PR #532, opened 2025-01-23
SFR-2484: Adding ability to cluster records by source

kylevillegas93:
## Description
- Adds ability to cluster records by source
- Cleanups the process logic so that we move away from process types - customer/complete.

## Testing
`make unit`
`python main.py -p ClusterProcess -e local-qa -src loc -l 1`

### DIFF
--- a/main.py
+++ b/main.py
@@ -35,6 +35,7 @@ def main(args):
     single_record = args.singleRecord
     limit = args.limit
     offset = args.offset
+    source = args.source
     options = args.options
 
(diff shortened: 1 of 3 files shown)


mitri-slory (approved):
This looks like a great QOL change. One question I have is that with this change we no longer have to input "complete" as a process in the terminal when running the ClusterProcess?

kylevillegas93:
@mitri-slory - that's correct! it's not necessary! how the cluster process will run just depends on the other params passed in!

===============

Your assignment
Everything from the first line above up to and including the line that contains "- Cleanups the" should be printed exactly; please print only that.

Answer for this exercise
PR #532, opened 2025-01-23
SFR-2484: Adding ability to cluster records by source

kylevillegas93:
## Description
- Adds ability to cluster records by source
- Cleanups the process logic so that we move away from process types - customer/complete.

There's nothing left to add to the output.